My Google pixel 4xl was working, doing some backup at 1:30am a few months ago.

At ~2am the massive ATT outtage occured that lasted several hours.

By 7am when I woke up the phone had zero sign of life, can't get it to charge or indicate anything.

Weird, I know phones break. But it broke while being untouched, during a rare long term outage. Still makes me wonder.


my final straw with Android was pixel 4a stopping security updates in 2023. that phone was released in 2020. the iphone 12 released in the same year will receive security updates until 2027. from a hardware perspective my pixel 4a has a great screen, great battery, great camera, great 4g speeds, i have 0 desire for a new phone. too bad Google arbitrarily turned into an insecure piece of etrash after 3 years.


I don't really get people's obsession with security updates for a smartphone. It's not a public webserver, bro. It's a phone. You're the one who decided it was etrash.

Not only is it not reachable by anyone except your mobile provider, but every app is sandboxed anyway. Unless you're downloading random apps every day, why would you care? What do you think is going to happen? Just stick to reputable apps.

You know what I do on my still-supported phone? Set it up, then disable automatic updates, for both Android and the Play store. I update the browser weekly, but that's it. I update the whole manually after a few months or year if I feel I have a good reason to.


I learned > 10 years ago that every phone "security update" is just a patch to disable workarounds people use to root their phones. And every update unroots it. So yeah, disabling automatic updates is also the first thing I do.

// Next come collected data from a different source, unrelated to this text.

PR #339, opened 2018-02-26
fixed styles for the list component

MadinaShad:
# What does this PR do:

    Fixes styles for the List component:
   1.)  aligns multi-line text after icons
screenshot-1
   2.) removes icons if the prop hideBullets is true
52d38c9b0015c9843ef3dbee7cf0aabe _image 2018-02-26 at 2 02 49 pm

# How it looks now:
screen shot 2018-02-26 at 15 09 38

    Diff/acceptance link

### DIFF
--- a/components/dropDown/dropDown.md
+++ b/components/dropDown/dropDown.md
@@ -105,7 +105,7 @@ DropDown with filter mode:
     initialState = {filterOptions1: [
       { label: 'One', value: 'One', disabled: true },
       { label: 'Two', value: 'Two', checked: true },
-      { label: 'Three', value: 'Three' },
+      { label: 'Very very very very very long option', value: 'Three' },
       { label: 'Four', value: 'Four' },
     ], filterOptions2: [
       { label: 'One', value: '1' },
--- a/components/dropDown/dropDown.scss
+++ b/components/dropDown/dropDown.scss
@@ -295,7 +295,6 @@ $select-arrow-color: var(--tx-dropdown-arrow-color);
     padding: 5px 15px 5px 20px;
 
     .ui-checkbox__text {
-      height: 16px;
       margin-top: 0;
     }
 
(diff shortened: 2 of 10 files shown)


AlexDudar:
if I apply `hideBullets` to the horizontal list, it becomes vertical.. not sure if it's desired behavior 

screen shot 2018-02-26 at 3 45 22 pm

MadinaShad:
@AlexDudar mmm, looks like we don't use the icons on horizontal list. That means we shouldn't use any props to remove them. No icons, no problem 😄

MadinaShad:
@leandrooriente oh, will check it, thanks!

AlexDudar:
@MadinaShad , technically icons are present, they just hidden since `li` having `display: inline-block`. I don't think that hiding icons should affect/check if list is vertical or horizontal, it's simply weird to me, but of course it's your call ;)

yurist38:
Actually, I have used a horizontal list with the icons on Seatmap. I guess it's still there (below the header of the sidepanel).

MadinaShad:
@AlexDudar @yurist38 icons are present ONLY for vertical list, if we need to show icons on horizontal list we have to extend our ui-kit) And that problem which Alex has mentioned before I will fix

EduardTrutsyk:
is it possible to use different icons at the same time?
Like this:
screenshot at 11-09-22
screenshot at 11-15-35

MadinaShad:
@EduardTrutsyk It’s a very good question. The list doesn’t have this functionality. We have to think about it later

EduardTrutsyk:
one more question, why the prop name is `hideBullets`? 
maybe better to name it `hideIcons`? 
and on you example we have check marks :smiley:

rbardini:
Agree with @EduardTrutsyk, I think we should have a more generic prop name for this. The [MDN docs](https://developer.mozilla.org/en-US/docs/Web/CSS/list-style-type) call them "markers". Maybe we could have a `noMarkers` prop?

iwwwi:
@EduardTrutsyk @rbardini can you pls create a proposal for extending this component with this options? Pls add those details in both github issues section and our JIra board :) tnx

PR #344, opened 2018-03-02
Add support to JSX on ToggleButton

### LINKED ISSUE #343: Allow toggleButton to receive a JSX as items property
# Description

Currently `toggleButton` only accepts strings as `items` property. Sometimes the designer asks for an icon or a specific part of the text in bold, so it would be super useful if we can pass JSX as props as well.

It'll also help when you and to pass a translated text using `<L10ns />` instead of use `l` function to return a string.

# Proposal

```js
<ToggleButton
  handleSelect={() => {}}
  selectedIndex={0}
  items={[
      <L10ns name={key1} />,
      <L10ns name={key1} />,
  ]}
/>

<ToggleButton
  handleSelect={() => {}}
  selectedIndex={0}
  items={[
      'Text 1',
      'Text 2',
  ]}
/>

<ToggleButton
  handleSelect={() => {}}
  selectedIndex={0}
  items={[
      <span>Hello <strong>world</strong></span>,
      <span>Bye <strong>world</strong></span>,
  ]}
/>

<ToggleButton
  handleSelect={() => {}}
  selectedIndex={0}
  items={[
      <span><img src={airplane.svg} /> Flights</span>,
      <span><img src={account.svg} /> My account</span>,
  ]}
/>
```

leandrooriente:
# What does this PR do:

Add a new component to UI Kit called `ToggleItem` who should be passed as children to `ToggleButton` with the content that you want instead of pass it as items property.

### Before
```js
<ToggleButton
  items=['First Item', 'Second Item', 'Third item']
  selectedIndex={0}
  handleSelect={selectItem}
/>
```

### After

A modern smartphone is a mishmash of proprietary, closed-source, burn-before-reading secret wireless stacks, and unsurprisingly they all suck.

I can’t really speak about the cellular parts. (Although the fact that your SIM—including your eSIM—is a standalone computer with over-the-air installable applications, arbitrary access to the cellular network, and zero end-user ways to inspect it fills me with dread simply on general grounds. Oh and on all networks pre 4G the base station is not authenticated. And the auth implementations on 4G are often completely broken, especially once roaming enters the picture.)

But the Wi-Fi and Bluetooth stacks are wide open to everybody within 10s to 100s of metres of you who wants to grope them, every minute of your life. And given there’ve been pretty spectacular exploits by (smart and knowledgeable) randos even with the difficulty of reverse-engineering them as a rando, I feel fairly confident in expecting them to be a horror show internally.


Exploits such as the ones who just needed you to receive a specially crafted message already happened, it's not that simple.


Pixel 4a is built on a Qualcomm Snapdragon 730G (and 4a 5G on a 765G). It is Qualcomm’s policy that consumer chips like these get 3 years of support for baseband, driver, etc. updates.

Mind you, I’m not saying we shouldn’t complain to Google if we want them to transmit some backpressure on Qualcomm, just that basically the whole ecosystem is like this due to depending on a single chipmaker.

(In other news, Pixel 6 and later get three years of version updates and five of security patches; Pixel 8 and later get seven years of both. As far as I know, this us some sort of Google-specific sweetheart deal—other phones with Qualcomm consumer chips don’t get the same treatment.)


After an update you get a notification saying something like "finishing update". It takes a while, maybe 5-10 minutes. I guess the issue is that, if you factory reset while this process is ongoing, something isn't reset properly.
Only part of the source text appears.